Stored entries:

___

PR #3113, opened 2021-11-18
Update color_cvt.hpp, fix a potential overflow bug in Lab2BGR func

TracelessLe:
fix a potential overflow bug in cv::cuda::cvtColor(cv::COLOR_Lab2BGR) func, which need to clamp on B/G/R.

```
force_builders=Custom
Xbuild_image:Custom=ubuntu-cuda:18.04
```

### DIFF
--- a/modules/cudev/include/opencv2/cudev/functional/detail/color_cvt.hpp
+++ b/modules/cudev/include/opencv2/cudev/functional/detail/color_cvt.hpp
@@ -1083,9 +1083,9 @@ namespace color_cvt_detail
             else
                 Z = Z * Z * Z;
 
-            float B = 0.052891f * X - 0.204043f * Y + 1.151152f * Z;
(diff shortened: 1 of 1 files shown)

___

The answer must be one number: how many lines in the records above contain "functional".

2